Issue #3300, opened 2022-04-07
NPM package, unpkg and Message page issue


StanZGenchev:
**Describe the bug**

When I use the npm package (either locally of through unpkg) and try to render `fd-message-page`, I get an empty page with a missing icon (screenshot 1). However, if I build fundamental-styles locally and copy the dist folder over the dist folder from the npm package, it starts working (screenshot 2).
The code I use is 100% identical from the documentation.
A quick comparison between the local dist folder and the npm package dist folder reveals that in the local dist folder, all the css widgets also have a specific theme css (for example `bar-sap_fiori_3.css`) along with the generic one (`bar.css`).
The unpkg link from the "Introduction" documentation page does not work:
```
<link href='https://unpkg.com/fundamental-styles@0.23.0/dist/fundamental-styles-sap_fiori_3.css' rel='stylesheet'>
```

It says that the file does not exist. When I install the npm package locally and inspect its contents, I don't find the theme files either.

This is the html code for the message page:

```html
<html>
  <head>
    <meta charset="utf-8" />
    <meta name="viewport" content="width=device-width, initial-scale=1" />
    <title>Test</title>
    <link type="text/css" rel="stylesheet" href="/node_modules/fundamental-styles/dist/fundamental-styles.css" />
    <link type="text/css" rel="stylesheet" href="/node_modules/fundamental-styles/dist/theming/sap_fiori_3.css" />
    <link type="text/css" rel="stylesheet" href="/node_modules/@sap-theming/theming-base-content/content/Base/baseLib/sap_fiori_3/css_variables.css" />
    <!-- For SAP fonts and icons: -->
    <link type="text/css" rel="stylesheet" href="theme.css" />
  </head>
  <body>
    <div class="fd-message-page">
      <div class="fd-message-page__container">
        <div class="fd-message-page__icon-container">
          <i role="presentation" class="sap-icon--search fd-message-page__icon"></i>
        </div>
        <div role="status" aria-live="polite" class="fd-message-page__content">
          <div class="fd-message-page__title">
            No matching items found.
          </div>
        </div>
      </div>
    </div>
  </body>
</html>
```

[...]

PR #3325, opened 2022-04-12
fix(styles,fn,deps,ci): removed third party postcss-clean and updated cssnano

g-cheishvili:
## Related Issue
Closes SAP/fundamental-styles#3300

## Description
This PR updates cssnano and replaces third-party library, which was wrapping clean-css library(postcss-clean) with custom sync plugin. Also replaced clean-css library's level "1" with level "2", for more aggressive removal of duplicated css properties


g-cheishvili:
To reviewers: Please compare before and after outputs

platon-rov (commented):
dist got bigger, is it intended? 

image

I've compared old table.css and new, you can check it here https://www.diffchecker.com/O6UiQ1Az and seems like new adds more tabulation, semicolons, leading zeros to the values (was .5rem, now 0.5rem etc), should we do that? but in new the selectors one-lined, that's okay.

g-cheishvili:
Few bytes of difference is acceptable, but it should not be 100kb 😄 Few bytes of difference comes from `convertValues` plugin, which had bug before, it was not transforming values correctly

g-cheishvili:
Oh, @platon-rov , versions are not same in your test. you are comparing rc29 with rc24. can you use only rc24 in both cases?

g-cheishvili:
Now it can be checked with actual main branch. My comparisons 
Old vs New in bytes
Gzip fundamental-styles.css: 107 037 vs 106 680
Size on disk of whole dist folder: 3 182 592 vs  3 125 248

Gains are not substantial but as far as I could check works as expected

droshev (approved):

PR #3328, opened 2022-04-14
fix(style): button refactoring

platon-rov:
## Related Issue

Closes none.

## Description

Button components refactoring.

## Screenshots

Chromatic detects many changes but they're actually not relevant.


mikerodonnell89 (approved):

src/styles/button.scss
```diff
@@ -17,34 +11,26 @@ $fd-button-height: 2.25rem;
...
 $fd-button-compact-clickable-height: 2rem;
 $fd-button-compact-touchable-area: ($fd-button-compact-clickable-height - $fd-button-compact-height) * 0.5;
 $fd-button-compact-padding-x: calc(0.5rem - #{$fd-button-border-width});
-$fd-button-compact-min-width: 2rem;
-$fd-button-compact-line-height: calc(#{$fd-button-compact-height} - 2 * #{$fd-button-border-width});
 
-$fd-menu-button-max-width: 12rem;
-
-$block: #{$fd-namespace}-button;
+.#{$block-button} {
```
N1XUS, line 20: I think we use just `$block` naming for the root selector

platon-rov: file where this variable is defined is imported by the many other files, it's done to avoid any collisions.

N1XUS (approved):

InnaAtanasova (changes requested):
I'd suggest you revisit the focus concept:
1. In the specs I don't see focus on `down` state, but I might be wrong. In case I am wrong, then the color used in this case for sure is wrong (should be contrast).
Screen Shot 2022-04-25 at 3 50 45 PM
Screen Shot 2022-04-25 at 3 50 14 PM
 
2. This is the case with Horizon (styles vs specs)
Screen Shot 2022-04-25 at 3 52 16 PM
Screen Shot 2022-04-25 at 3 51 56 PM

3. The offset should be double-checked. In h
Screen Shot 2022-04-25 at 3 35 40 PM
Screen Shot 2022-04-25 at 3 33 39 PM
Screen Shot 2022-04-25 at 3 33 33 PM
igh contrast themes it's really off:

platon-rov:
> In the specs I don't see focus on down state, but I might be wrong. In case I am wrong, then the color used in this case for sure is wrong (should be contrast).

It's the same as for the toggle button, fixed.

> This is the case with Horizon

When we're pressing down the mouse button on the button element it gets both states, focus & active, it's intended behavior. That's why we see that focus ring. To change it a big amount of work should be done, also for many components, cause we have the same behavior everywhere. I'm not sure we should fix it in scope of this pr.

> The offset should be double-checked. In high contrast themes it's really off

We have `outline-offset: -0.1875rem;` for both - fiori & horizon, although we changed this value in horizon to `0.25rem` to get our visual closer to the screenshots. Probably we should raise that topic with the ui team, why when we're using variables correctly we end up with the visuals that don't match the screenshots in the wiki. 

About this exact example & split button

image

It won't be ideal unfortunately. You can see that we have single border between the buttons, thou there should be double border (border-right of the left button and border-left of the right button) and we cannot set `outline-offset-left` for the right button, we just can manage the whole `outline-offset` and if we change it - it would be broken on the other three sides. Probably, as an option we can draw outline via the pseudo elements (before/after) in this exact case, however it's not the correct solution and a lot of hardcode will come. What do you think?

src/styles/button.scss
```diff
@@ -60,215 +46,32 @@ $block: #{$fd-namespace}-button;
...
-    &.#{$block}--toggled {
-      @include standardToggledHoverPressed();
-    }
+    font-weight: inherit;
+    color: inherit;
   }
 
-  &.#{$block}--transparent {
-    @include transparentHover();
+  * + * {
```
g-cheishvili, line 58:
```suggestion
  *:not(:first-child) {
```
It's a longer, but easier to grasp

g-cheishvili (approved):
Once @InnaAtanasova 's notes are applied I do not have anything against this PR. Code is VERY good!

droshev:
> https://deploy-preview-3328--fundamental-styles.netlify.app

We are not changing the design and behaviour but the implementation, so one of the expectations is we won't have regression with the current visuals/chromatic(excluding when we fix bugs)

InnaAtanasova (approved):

---

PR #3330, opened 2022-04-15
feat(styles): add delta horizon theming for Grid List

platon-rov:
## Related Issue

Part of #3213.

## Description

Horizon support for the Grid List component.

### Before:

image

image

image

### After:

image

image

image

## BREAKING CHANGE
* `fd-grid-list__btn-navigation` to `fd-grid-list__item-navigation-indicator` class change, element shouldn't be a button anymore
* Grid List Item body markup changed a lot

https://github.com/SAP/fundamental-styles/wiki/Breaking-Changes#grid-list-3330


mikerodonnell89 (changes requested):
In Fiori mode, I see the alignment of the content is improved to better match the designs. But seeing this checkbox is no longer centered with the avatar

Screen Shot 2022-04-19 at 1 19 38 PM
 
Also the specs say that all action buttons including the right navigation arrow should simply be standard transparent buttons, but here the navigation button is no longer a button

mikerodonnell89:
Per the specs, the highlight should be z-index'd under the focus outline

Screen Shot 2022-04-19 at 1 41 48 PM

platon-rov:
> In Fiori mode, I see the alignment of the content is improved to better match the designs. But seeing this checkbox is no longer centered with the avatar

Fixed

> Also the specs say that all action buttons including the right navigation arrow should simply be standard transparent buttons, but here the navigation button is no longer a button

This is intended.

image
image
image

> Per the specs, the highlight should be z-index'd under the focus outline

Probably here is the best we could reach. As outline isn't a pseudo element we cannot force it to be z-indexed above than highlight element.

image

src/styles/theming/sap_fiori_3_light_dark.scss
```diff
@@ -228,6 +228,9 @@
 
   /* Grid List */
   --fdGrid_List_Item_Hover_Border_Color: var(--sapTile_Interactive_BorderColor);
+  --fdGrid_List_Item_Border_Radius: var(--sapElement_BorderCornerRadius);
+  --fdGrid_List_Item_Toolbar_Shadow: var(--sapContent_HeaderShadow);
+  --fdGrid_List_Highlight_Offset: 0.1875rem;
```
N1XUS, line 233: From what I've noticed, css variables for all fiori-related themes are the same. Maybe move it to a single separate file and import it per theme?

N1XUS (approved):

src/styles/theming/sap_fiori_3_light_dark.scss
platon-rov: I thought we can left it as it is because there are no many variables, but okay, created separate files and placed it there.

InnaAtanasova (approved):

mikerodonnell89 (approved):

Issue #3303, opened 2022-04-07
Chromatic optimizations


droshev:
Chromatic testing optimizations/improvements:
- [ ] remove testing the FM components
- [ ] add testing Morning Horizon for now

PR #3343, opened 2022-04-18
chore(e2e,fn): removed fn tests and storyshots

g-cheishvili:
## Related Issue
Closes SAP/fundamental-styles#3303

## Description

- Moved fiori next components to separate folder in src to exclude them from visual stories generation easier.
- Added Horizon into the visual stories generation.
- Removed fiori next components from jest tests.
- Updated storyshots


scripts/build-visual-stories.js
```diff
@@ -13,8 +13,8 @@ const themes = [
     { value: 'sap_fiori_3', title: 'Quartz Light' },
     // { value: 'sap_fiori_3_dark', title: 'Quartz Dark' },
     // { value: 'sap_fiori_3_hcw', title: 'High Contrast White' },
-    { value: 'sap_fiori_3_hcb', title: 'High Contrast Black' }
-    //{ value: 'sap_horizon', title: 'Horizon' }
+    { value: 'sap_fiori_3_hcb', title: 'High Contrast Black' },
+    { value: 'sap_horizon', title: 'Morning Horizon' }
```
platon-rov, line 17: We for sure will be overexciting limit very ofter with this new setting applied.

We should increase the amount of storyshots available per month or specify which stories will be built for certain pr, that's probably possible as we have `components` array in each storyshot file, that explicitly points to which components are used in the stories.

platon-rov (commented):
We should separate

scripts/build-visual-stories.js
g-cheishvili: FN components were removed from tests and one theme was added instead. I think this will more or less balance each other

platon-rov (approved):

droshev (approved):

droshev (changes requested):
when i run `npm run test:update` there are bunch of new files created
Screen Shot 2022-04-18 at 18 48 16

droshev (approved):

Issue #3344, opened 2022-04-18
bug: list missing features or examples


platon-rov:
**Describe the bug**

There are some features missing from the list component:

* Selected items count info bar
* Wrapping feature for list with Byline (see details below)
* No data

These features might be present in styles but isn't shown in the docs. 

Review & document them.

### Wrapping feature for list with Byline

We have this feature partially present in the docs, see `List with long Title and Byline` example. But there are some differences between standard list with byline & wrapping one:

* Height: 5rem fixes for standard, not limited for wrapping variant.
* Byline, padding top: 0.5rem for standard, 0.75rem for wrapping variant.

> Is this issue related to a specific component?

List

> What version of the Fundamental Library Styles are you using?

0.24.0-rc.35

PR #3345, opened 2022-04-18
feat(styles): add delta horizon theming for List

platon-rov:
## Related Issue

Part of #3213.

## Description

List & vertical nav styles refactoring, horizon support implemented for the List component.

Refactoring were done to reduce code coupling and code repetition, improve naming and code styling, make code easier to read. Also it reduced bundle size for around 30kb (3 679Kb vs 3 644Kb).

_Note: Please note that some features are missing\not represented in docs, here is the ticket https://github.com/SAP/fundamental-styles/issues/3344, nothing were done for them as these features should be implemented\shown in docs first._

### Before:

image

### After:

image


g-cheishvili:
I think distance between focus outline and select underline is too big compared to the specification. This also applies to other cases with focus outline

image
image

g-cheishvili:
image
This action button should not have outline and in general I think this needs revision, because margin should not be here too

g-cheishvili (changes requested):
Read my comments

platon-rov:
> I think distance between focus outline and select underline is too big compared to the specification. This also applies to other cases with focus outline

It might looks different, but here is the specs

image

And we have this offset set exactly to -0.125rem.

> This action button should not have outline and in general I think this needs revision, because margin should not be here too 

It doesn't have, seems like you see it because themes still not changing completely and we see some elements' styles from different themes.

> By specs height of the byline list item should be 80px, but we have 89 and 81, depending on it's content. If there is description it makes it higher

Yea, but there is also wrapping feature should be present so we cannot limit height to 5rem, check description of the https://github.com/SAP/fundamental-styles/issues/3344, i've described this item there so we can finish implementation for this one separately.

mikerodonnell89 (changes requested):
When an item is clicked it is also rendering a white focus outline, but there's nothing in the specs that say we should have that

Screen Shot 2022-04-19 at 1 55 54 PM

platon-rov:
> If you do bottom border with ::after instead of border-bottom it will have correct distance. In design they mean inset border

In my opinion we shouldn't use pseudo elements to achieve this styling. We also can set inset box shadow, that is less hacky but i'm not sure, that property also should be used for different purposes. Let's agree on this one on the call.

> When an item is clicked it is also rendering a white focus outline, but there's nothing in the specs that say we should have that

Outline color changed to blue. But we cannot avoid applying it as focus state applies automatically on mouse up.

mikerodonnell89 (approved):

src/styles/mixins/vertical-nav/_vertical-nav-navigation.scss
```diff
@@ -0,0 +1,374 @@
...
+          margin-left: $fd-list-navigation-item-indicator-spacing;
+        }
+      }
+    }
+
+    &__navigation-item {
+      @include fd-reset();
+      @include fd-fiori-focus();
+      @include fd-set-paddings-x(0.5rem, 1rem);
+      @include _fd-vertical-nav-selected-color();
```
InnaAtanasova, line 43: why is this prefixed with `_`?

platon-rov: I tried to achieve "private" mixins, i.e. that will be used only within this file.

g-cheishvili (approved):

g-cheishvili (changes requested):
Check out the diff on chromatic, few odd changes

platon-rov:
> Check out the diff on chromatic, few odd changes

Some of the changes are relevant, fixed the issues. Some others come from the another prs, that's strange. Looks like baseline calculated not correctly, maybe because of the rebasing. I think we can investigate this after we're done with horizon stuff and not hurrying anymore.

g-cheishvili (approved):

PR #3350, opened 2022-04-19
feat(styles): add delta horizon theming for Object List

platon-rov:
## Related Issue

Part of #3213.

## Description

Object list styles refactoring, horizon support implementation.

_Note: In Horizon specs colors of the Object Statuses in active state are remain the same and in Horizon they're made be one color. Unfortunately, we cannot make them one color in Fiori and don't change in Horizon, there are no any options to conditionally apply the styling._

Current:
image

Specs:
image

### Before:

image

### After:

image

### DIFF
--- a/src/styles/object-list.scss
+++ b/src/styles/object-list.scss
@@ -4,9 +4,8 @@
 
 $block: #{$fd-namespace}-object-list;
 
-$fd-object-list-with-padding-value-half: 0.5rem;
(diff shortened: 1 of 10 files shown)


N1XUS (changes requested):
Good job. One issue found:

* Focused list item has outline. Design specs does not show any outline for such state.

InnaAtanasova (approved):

PROBLEM TO SOLVE ▸
Return only the stretch of the material above from the line holding "List & vertical" through the line holding "Refactoring were done", copied exactly.

WRITTEN ANSWER ▸
List & vertical nav styles refactoring, horizon support implemented for the List component.

Refactoring were done to reduce code coupling and code repetition, improve naming and code styling, make code easier to read. Also it reduced bundle size for around 30kb (3 679Kb vs 3 644Kb).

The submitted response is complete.